Mechanical recycling should remain the priority whenever plastics are clean and sorted enough to be reprocessed into similar-quality products. It almost always has a lower footprint and fewer toxic chemical risks. A European technical review and multiple LCAs support this conclusion.
For mixed, contaminated, or multilayer plastics that are unsuitable for mechanical recycling, chemical recycling — including pyrolysis — can play a pragmatic role in reducing landfilling and incineration. That role, however, must be tightly regulated: independent LCAs, transparent operating data, strict emission controls, and requirements that output oils displace virgin feedstocks (rather than being burned for energy) are essential. Companies such as Plastic Energy publish LCAs and operational claims that point to greenhouse-gas savings in some configurations; these claims require independent verification and public reporting to be credible.
Chemical recycling should also not serve as an excuse to continue producing limitless single-use plastics. Global policy bodies such as UNEP stress that the real priority is reducing production, designing safer plastics (avoiding problematic additives), and improving waste-collection infrastructure — measures that minimise the need for end-of-life fixes. A 2023 UNEP technical review on chemicals in plastics highlights the health and environmental risks posed by chemical additives across the life cycle and supports policies that drastically reduce problematic plastics at the source.
Practical Advice for Different Audiences
For governments and regulators: require transparent, third-party LCAs before granting permits; mandate continuous emissions monitoring and public reports; set rules that favour reuse and mechanical recycling first; and ensure that chemical recycling plants have plans for residuals and worker safety. Evidence from community opposition to new plants shows that permitting without public engagement can fail socially even when technology passes initial screening.
For companies and investors: push for verified claims. Industry LCAs are useful, but investors and buyers should ask for independent, peer-reviewed assessments and for proof that recovered oils will substitute virgin fossil feedstocks, not simply be burned, and that performance is robust under real feedstock variability. Reports from Lux Research and other analysts warn that announced capacity often outstrips operational reality, so cautious underwriting and staged scaling are prudent.
For communities and civil society: demand transparent information about emissions, storage of feedstock, and emergency plans. The stories from Houston and California show the consequences when plastic piles and permitting gaps meet neighbourhoods. Engage regulatory bodies early and insist on independent monitoring data.

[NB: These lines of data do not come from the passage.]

PR #138, opened 2022-04-21
[Feature] Calculate initial PIP position correctly based on orientation

palatter:
## Purpose

1. Simplified getting size of pip
2. Calculate the correct position when rotating
3. Show pip under infoheader

* ...

```
[ ] Yes
[X ] No
```

## Pull Request Type

```
[ ] Bugfix
[ X] Feature
[ ] Other... Please describe:
```

## How to Test
*  Get the code

```
git clone [repo-address]
cd [repo-name]
git checkout [branch-name]
npm install
```

* Test the code

```
```

## What to Check
* ...


AzureCommunicationUI/AzureCommunicationUI/Presentation/SwiftUI/Calling/CallingView.swift
```diff
@@ -59,20 +58,16 @@ struct CallingView: View {
...
-                        .accessibilityHidden(viewModel.isLobbyOverlayDisplayed)
                     if viewModel.isParticipantGridDisplayed {
                         draggableVideoPipView
-                            .padding(.horizontal, -12)
-                            .padding(.vertical, -12)
                             .onAppear {
-                                self.pipPosition = getInitialPipPosition(
-                                    containerBounds: geometry.frame(in: .local),
-                                    pipSize: self.pipSize)
+                                self.pipPosition = getInitialPipPosition(containerBounds: geometry.frame(in: .local))
```
jimchou-dev, line 64: On appear seem to have animation moving tom top left to bottom right corner

AzureCommunicationUI/Podfile.lock
```diff
@@ -61,4 +61,4 @@ SPEC CHECKSUMS:
 
 PODFILE CHECKSUM: 1ec5e4fa755a18606e1be3d2a9331f80c3ca3c84
 
-COCOAPODS: 1.11.3
+COCOAPODS: 1.11.2
```
jimchou-dev, line 64: nitpick: Probably don't need to commit this file

AzureCommunicationUI/AzureCommunicationUI/Presentation/SwiftUI/Calling/CallingView.swift
```diff
@@ -234,6 +218,11 @@ struct CallingView: View {
         return boundedPipPosition
     }
 
+    private func getPipSize() -> CGSize {
+        let isPortraitMode = getSizeClass() != .iphoneLandscapeScreenSize
+        return CGSize(width: isPortraitMode ? 72 : 104, height: isPortraitMode ? 104 : 72)
```
jimchou-dev, line 223: Make these value in to variables/constants, and should these size stay the same for iPad?

palatter: Moved into lets. I reached out to @pereiralex regarding this, just waiting on a response.

jimchou-dev (approved):
Tested, LGTM

AzureCommunicationUI/AzureCommunicationUI/Presentation/SwiftUI/Calling/CallingView.swift
palatter: Alex said there are no plans for different size for iPad yet.

kevinyulu:
1. Simplified getting size of pip [OK]
2. Calculate the correct position when rotating  
3. Show pip under infoheader [OK]

For 2) I noticed that the position of the pip view is off the screen when I rotate orientation on i**Pad Pro 12.9 inch simulator** iOS 15.2. video attached

https://user-images.githubusercontent.com/90668345/165395413-e450ff9c-b8a1-4145-ad16-dc98a1fa87e2.mov

palatter:
> 1. Simplified getting size of pip [OK]
> 2. Calculate the correct position when rotating
> 3. Show pip under infoheader [OK]
> 
> For 2) I noticed that the position of the pip view is off the screen when I rotate orientation on i**Pad Pro 12.9 inch simulator** iOS 15.2. video attached
> 
>  rotation.pip.position.issue.iPad.mov

Good catch, I will take a look!

AzureCommunicationUI/AzureCommunicationUI/Presentation/SwiftUI/Calling/CallingView.swift
```diff
@@ -59,20 +58,16 @@ struct CallingView: View {
...
-                            .padding(.horizontal, -12)
-                            .padding(.vertical, -12)
-                            .onAppear {
-                                self.pipPosition = getInitialPipPosition(
-                                    containerBounds: geometry.frame(in: .local),
-                                    pipSize: self.pipSize)
-                            }
-                    }
+                }
+                .onAppear {
```
AmyL219, line 69: onAppear could be called multiple called during the view lifecycle. For example, like device rotate, this on Appear could be called and pipPosition would be reset. Is this what we want?

palatter: We do want it to be called for rotation, as this reset in position mirrors what teams does.

You're right though, it would be called during resume from the background, which is not what we want. I will resolve this.

palatter: I resolved the issue but I discovered an additional issue on iPad. There is a use case where we put the app into split screen mode. Which has 1/3, 1/2 and 2/3 sizes for the app. We need to be able to detect when this change happens so we can reset the pip position. If could detect the container size changing, it could actually be used for both rotation and split screen, but I wasn't yet able to get that working.

I am going to keep working on this issue but in a new PR.

palatter: It now resets on screen size change. This covers rotation and iPad split-screen size changes.

kevinyulu (approved):
tested, lgtm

For everyday consumers: the most effective actions remain reducing single-use plastic, choosing products with clear reuse or mechanical-recycling pathways, and supporting policies that expand collection and sorting infrastructure. Small recycling wins matter, but systemic reduction of plastic production is the most climate- and health-positive route. UNEP’s road map for cutting plastic pollution highlights production limits and reuse systems as primary levers.
Conclusion
So — is converting plastic into fuel real recycling or greenwashing? Short answer: it can be both. The technology is real and can have environmental benefits in carefully defined circumstances, especially for plastics that mechanical recycling cannot handle. But without strict oversight, transparent data, independent verification and a hierarchy that prioritizes reduction and mechanical recycling, chemical recycling risks becoming a convenient label that lets companies continue “business as usual.” The long view that scientists and international agencies recommend is clear: invest first in cutting production and improving collection and mechanical recycling; allow chemical routes where they demonstrably reduce harm and replace virgin feedstocks; and require public, independent evidence for every plant and corporate claim. That approach keeps the promise of circularity honest and protects communities and the climate.